Ich selbst war erst 2015 auf die Bemühungen der Sektion Schulpsychologie im BDP gestoßen. Mir schien die vermeintliche Grundsteinlegung der Schulpsychologie 1921 – und was daraus folgte – so interessant und Gegenwartsfragen berührend, dass ich einen Aufsatz[Fußnote 1] anfertigte. Ich erweiterte das Thema noch ein wenig um Fragen, die sich sowohl mit der Anfälligkeit der Psychologie für herrschaftliche institutionelle Interessen, als auch mit den Möglichkeiten alternativer Ansätze befassten. Der Artikel blieb weitgehend ohne Resonanz. Bis auf eine Ausnahme: Eine Kollegin in Bayern hatte ihn gelesen und mich eingeladen, einen Artikel für die Loseblatt-Sammlung des Handbuchs der Schulberatung[Fußnote 2] zu schreiben. Ich fühlte mich geehrt und begann aufs Neue. Ich nutzte die Gelegenheit, um auf ethische Dilemmata schulpsychologischer Praxis hinzuweisen. Der inzwischen „100jährige Lämmermann" war noch einmal Ausgangspunkt für Überlegungen, die sich nun mehr mit Gegenwartsfragen der Schulpsychologie befassten.

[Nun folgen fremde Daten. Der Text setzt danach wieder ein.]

PR #1903, opened 2023-11-10
MB-59421: add validation for vector field aliases

moshaad7:
vector field Aliases (fields with same name and type as vector) must have same value for dimensions and similarity, respectively.

### DIFF
--- a/mapping/mapping_vectors.go
+++ b/mapping/mapping_vectors.go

Nun bietet das Motto des Kongresses der Sektion – dafür verdient sie Dank und Anerkennung – ein weiteres Mal Gelegenheit, sich mit Geschichte und Identität der Schulpsychologie, mit ihren Orientierungen und Fehlorientierungen zu befassen. Ohne Zweifel wird man erkennen, dass es Entwicklungslinien aus der Gründungszeit bis in die Gegenwart gibt. Wie immer, bietet Geschichte Gelegenheit zur Reflexion, dazu, sich den Voraussetzungen des eigenen Fachs zu nähern. Vielleicht auch, eine Orientierung für die Gegenwart zu gewinnen.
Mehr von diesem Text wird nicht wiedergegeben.